● Your objective: Gather, from the data below, each line in which the word "LGTM" occurs.
►
PR #133, opened 2018-07-03
Add pipeline for charts that work with minibroker

alexjh:


minibroker/minibroker-master.yaml
```diff
@@ -0,0 +1,293 @@
...
+    <<: *src-ci-configs
+    paths:
+    - minibroker
+
+- name: src-ci-docker
+  type: git
+  source:
+    <<: *src-ci-configs
+    paths:
+    - minibroker/Dockerfile
```
mook-as: Why don't we need this in the -check pipeline?

minibroker/minibroker-check.yaml
```diff
@@ -0,0 +1,451 @@
...
+      put: status
+      params:
+        context: generate-minibroker-chart
+        description: generate-minibroker-chart
+        path: src
+        state: success
+- name: generate-minibroker-repo
+  plan:
+  - aggregate:
+    - get: src
```
mook-as: Is this used?

minibroker/scripts/build-minibroker.sh
```diff
@@ -0,0 +1,15 @@
...
+
+# Prepare minibroker dir for building docker image
+cp -R src minibroker/
+
+# Build the executable
+mkdir -p gopath/src/github.com/osbkit
+cp -R src gopath/src/github.com/osbkit/minibroker
+export GOPATH=$PWD/gopath
+cd gopath/src/github.com/osbkit/minibroker
+make build-linux
```
mook-as: `make -C gopath/src/github.com/osbkit/minibroker build-linux`?

minibroker/scripts/generate-minibroker-repo.sh
```diff
@@ -0,0 +1,5 @@
+#!/usr/bin/env sh
+set -e
+set -x
+cp s3.*chart/*.tgz repo
+helm repo index --url https://minibroker-helm-charts.s3.amazonaws.com/minibroker-charts repo
```
mook-as: Isn't the s3 bucket name supposed to be customizable?

minibroker/setup-bucket.sh
```diff
@@ -0,0 +1,16 @@
...
+set -x
+
+s3cmd mb s3://minibroker-helm-charts
+
+aws s3api put-bucket-versioning --bucket minibroker-helm-charts --versioning-configuration Status=Enabled
+
+cat <<EOF > index.yaml
+apiVersion: v1
+entries: ~
+generated: 2018-06-28T21:56:27.538677094Z
```
mook-as: Using an obviously-fake initial timestamp here would let people know that the empty file is because it hasn't ran before, not because it ran and gave nothing. (1970 is a nice year)

minibroker/scripts/build-minibroker.sh
alexjh: Fixed in 8dea0af

minibroker/setup-bucket.sh
alexjh: Fixed in 0442755

minibroker/minibroker-check.yaml
alexjh: It's used by the `status` to get the commit for the PR. The Github API is called to set the status for that commit.

minibroker/minibroker-master.yaml
alexjh: The check pipeline is using the docker image generated in the master pipeline. It doesn't change very often, so I didn't think it needed a separate Docker image - otherwise we'd have to keep track of the two Docker images (or different tags?) and pull from a different one depending on the pipeline.

Maybe the Docker image generation should be a separate pipeline, and the two pipelines just refer to the Docker image?

minibroker/scripts/generate-minibroker-repo.sh
alexjh: Yes. Fixed in 1ea3ce7. This file isn't needed any more, there's a generic one that handles the both the minibroker and the customized helm charts.

minibroker/minibroker-check.yaml
```diff
@@ -0,0 +1,451 @@
...
+  jobs:
+  - generate-mariadb
+  - generate-mongodb
+  - generate-postgres
+  - generate-redis
+  - generate-repo
+
+jobs:
+- name: build-minibroker-image
+  serial: true
```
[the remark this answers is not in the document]
alexjh: Removed it in 8ad075f, it was leftover from testing.

alexjh:
@mook-as I separated the build of the helm client's docker image out into another pipeline `support`.

minibroker/minibroker-check.yaml
alexjh: I think it's useful to have a comment there, it tripped me up as well when I was writing the pipeline.

minibroker/minibroker-master.yaml
```diff
@@ -0,0 +1,272 @@
...
+    <<: *helm-charts-src-configs
+    paths:
+    - stable/redis
+
+- name: src-postgres
+  type: git
+  source:
+    <<: *helm-charts-src-configs
+    paths:
+    - stable/postgresql
```
mook-as: Huh, it's `postgres` in PRs and `postgresql` in `master`?

minibroker/minibroker-master.yaml
```diff
@@ -0,0 +1,272 @@
...
+- name: minibroker
+  jobs:
+  - build-minibroker-image
+  - generate-minibroker-chart
+  - generate-minibroker-repo
+- name: charts
+  jobs:
+  - generate-mariadb
+  - generate-mongodb
+  - generate-postgres
```
mook-as: `generate-postgres` here and `generate-postgresql` in check.

minibroker/minibroker-master.yaml
```diff
@@ -0,0 +1,272 @@
...
+  - generate-redis
+  - generate-repo
+
+jobs:
+- name: build-minibroker-image
+  serial: true
```
mook-as: This still needs serial? (It isn't in check)

minibroker/minibroker-check.yaml
```diff
@@ -0,0 +1,458 @@
...
+      file: src-ci/minibroker/tasks/generate-repo-check.yaml
+      params:
+        MINIBROKER_BUCKET: ((s3-bucket))
+        CHARTS_DIR: ((helm-charts-s3-prefix))/checks/
+    - put: s3.helm-charts-repo-index
+      params:
+        file: 'repo/index.yaml'
+        acl: public-read
+    on_failure:
+      do:
```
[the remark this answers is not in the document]
alexjh: Fixed in 9c808e5

minibroker/minibroker-master.yaml
alexjh: Fixed in 4a85c51

minibroker/minibroker-master.yaml
alexjh: Fixed in 1588e7b.

minibroker/minibroker-master.yaml
alexjh: Fixed in 1c2860f

minibroker/setup-bucket.sh
```diff
@@ -0,0 +1,16 @@
+#!/usr/bin/env sh
+
+set -e
+set -x
+
+s3cmd mb s3://minibroker-helm-charts
+
+aws s3api put-bucket-versioning --bucket minibroker-helm-charts --versioning-configuration Status=Enabled
```
andreas-kupries: Hi @alexjh 

The `minibroker-helm-charts` constant seems to be the same as `s3-bucket` in the `config-production.yaml`, aka `MINIBROKER_BUCKET` in the pipeline config and scripts.

I believe that we should make sure that there cannot be a mismatch ... I.e. provide the config file to use as argument to this script (maybe default to config production), and use `awk` to pull the value of `s3-bucket` out of it. The syntax is simple enough for `awk` to work.

minibroker/setup-bucket.sh
```diff
@@ -0,0 +1,16 @@
...
+
+cat <<EOF > index.yaml
+apiVersion: v1
+entries: ~
+generated: 1970-01-01T00:00:00.000000000Z
+EOF
+
+s3cmd put --acl-public index.yaml s3://minibroker-helm-charts/kubernetes-charts/index.yaml
```
andreas-kupries: S.a. regarding `minibroker-helm-charts`.
Also, any particular reason for using both `aws s3api ...` and `s3cmd ...` ?

alexjh: No good reason. :) I had to use the `aws s3api` to set the versioning because s3cmd didn't support it. Updated to use it everywhere.

784204c

minibroker/setup-bucket.sh
alexjh: Fixed in 784204c

andreas-kupries:
LGTM, and the test pipelines look good also. Merging.

PR #138, opened 2018-07-06
Harts aks deploy improvements

HartS:
Add lb rules for ports 20000-20009 in aks deploy. These allow brain tests to pass.

Also prep AKS cluster for CAP in deploy-aks script

- Create the persistent storageclass
- Install Tiller, and create cluster-admin role and binding
  (The cluster-admin role is no longer defined with newer kubes)
- Apply PodSecurityPolicy workaround
- Create cap-values configmap with IP information


prabalsharma:
LGTM

PR #139, opened 2018-07-06
disable UAA HA for vesrion 2.10.1 and less

prabalsharma:


qa-pipelines/tasks/cf-deploy-upgrade-common.sh
```diff
@@ -127,7 +127,7 @@ set_uaa_sizing_params() {
         if semver_is_gte $(helm_chart_version) 2.11.0; then
             HELM_PARAMS+=(--set=config.HA=true)
         else
-            HELM_PARAMS+=(--set=sizing.HA=true)
+            HELM_PARAMS+=(--set=sizing.HA=false)
```
HartS: You can just take the whole else section out I think. We don't need to explicitly set this to false right? Maybe add a comment saying HA UAA isn't supposed to work prior to 2.11.0

prabalsharma: true

PR #141, opened 2018-07-17
Remove `"` from az cli output for public_ip

HartS:
This is required to not have a literal `"` in the public_ip value inserted into the configmap.. this breaks deployment because domains can't have literal quotation marks.

### DIFF
--- a/qa-tools/deploy-aks.sh
+++ b/qa-tools/deploy-aks.sh
@@ -117,7 +117,7 @@ for i in $CAP_PORTS; do
 done
 
 internal_ips=($(az network nic list --resource-group $AZ_MC_RG_NAME | jq -r '.[].ipConfigurations[].privateIpAddress'))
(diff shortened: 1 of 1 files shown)


qa-tools/deploy-aks.sh
```diff
@@ -117,7 +117,7 @@ for i in $CAP_PORTS; do
 done
 
 internal_ips=($(az network nic list --resource-group $AZ_MC_RG_NAME | jq -r '.[].ipConfigurations[].privateIpAddress'))
-public_ip=$(az network public-ip show --resource-group $AZ_MC_RG_NAME --name $AZ_AKS_NAME-public-ip --query ipAddress)
+public_ip=$(az network public-ip show --resource-group $AZ_MC_RG_NAME --name $AZ_AKS_NAME-public-ip --query ipAddress | sed 's/"//g')
```
mook-as: `tr -d '"'` also works.
Of course, you probably actually want `az … --output tsv` instead.

HartS:
It works as long as you remove the quotes, hence the PR :stuck_out_tongue_winking_eye:

PR #146, opened 2018-07-25
Set garden rootfs driver from cap-values configmap

HartS:
Verified that this sets the right parameter on the helm release when the `garden-rootfs-driver` key is in the `cap-values` configmap

### DIFF
--- a/qa-pipelines/tasks/cf-deploy-upgrade-common.sh
+++ b/qa-pipelines/tasks/cf-deploy-upgrade-common.sh
@@ -120,6 +120,7 @@ set_helm_params() {
     if [ -n "${KUBE_ORGANIZATION:-}" ]; then
         HELM_PARAMS+=(--set "kube.organization=${KUBE_ORGANIZATION}")
     fi
+    HELM_PARAMS+=(--set "env.GARDEN_ROOTFS_DRIVER=${garden_rootfs_driver}")
 }
 
 set_uaa_sizing_params() {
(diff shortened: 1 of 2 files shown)


qa-pipelines/tasks/cf-deploy-upgrade-common.sh
```diff
@@ -120,6 +120,11 @@ set_helm_params() {
     if [ -n "${KUBE_ORGANIZATION:-}" ]; then
         HELM_PARAMS+=(--set "kube.organization=${KUBE_ORGANIZATION}")
     fi
+    if semver_is_gte 2.11.0 $(helm_chart_version); then
```
prabalsharma: I don't this has anything to do with version.
the condition can be: if garden_rootfs_driver==overlay-xfs:
                                   then: --set "env.GARDEN_ROOTFS_DRIVER=overlay-xfs"
we don't need `else conditions` as btrfs is default and we wont set garden_rootfs_driver in cap-values for pb or ecp

qa-pipelines/tasks/cf-deploy-upgrade-common.sh
```diff
@@ -153,7 +158,9 @@ set -o allexport
 # The external_ip is set to the internal ip of a worker node. When running on openstack or azure, 
 # the public IP (used for DOMAIN) will be taken from the floating IP or load balancer IP.
 external_ip=$(kubectl get configmap -n kube-system cap-values -o json | jq -r '.data["internal-ip"]')
-public_ip=$(kubectl get configmap -n kube-system cap-values -o json | jq -r '.data["public-ip"] // empty')
+public_ip=$(kubectl get configmap -n kube-system cap-values -o json | jq -r '.data["public-ip"]')
+garden_rootfs_driver=$(kubectl get configmap -n kube-system cap-values -o json | jq -r '.data["garden-rootfs-driver"] // "btrfs"')
+garden_use_btrfs=$([[ ${garden_rootfs_driver} == btrfs ]] && echo true || echo false)
```
prabalsharma: don't need this

HartS: We still need this to set both variables correctly; with the new commit, we're setting both regardless of the chart version, as having both set won't hurt and will allow our pipeline to continue working with future versions as well as builds from develop (as Andreas noted, support for the new variable is required in those situations).

prabalsharma: https://github.com/SUSE/scf/blob/develop/container-host-files/etc/scf/config/role-manifest.yml#L2670n empty value means BTRFS is used. Set to "false" to use overlay-xfs.

PR #148, opened 2018-07-26
Enable pre upgrade cats for custom scf bundles

HartS:
Integrates https://github.com/SUSE/cf-ci/pull/146 for purposes of testing with AKS clusters.

This adds the acceptance tests to the list of tasks which can be run
'pre-upgrade', but this is intended for pipelines which don't actually
perform an upgrade. In this case, the 'cap-\*-url's in the config-\*.yml
file used can be changed to a custom URL where a zip of the desired
charts can be fetched from, and a preset file which only sets
'-pre-upgrade' flags to true can be used for deploying the pipeline

### DIFF
--- a/qa-pipelines/flags.yml
+++ b/qa-pipelines/flags.yml
@@ -11,8 +11,15 @@ enable-cf-deploy-pre-upgrade: true
 enable-cf-smoke-tests-pre-upgrade: true
 enable-cf-brain-tests-pre-upgrade: true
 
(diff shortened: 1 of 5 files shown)


HartS:
Needs a rebase, at the very least to not integrate work which was removed from the garden rootfs driver branch

HartS:
Cherry-picked the commits we want, and added one more commit to scrub registry passwords which could end up in the pipeline logs.

PR #162, opened 2018-08-23
Remove rbac auth option as it now is the default for a deployment

greygoo:


prabalsharma:
Chris were you able to test this (if removing rbac does not break CI) by deploying CI through this branch?

greygoo:
Yes this was tested by deploying a pipeline with it. A nfs testcase did fail, but that alos failed with master, so I do not think that is related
◄
● Task solution:
LGTM, and the test pipelines look good also. Merging.
LGTM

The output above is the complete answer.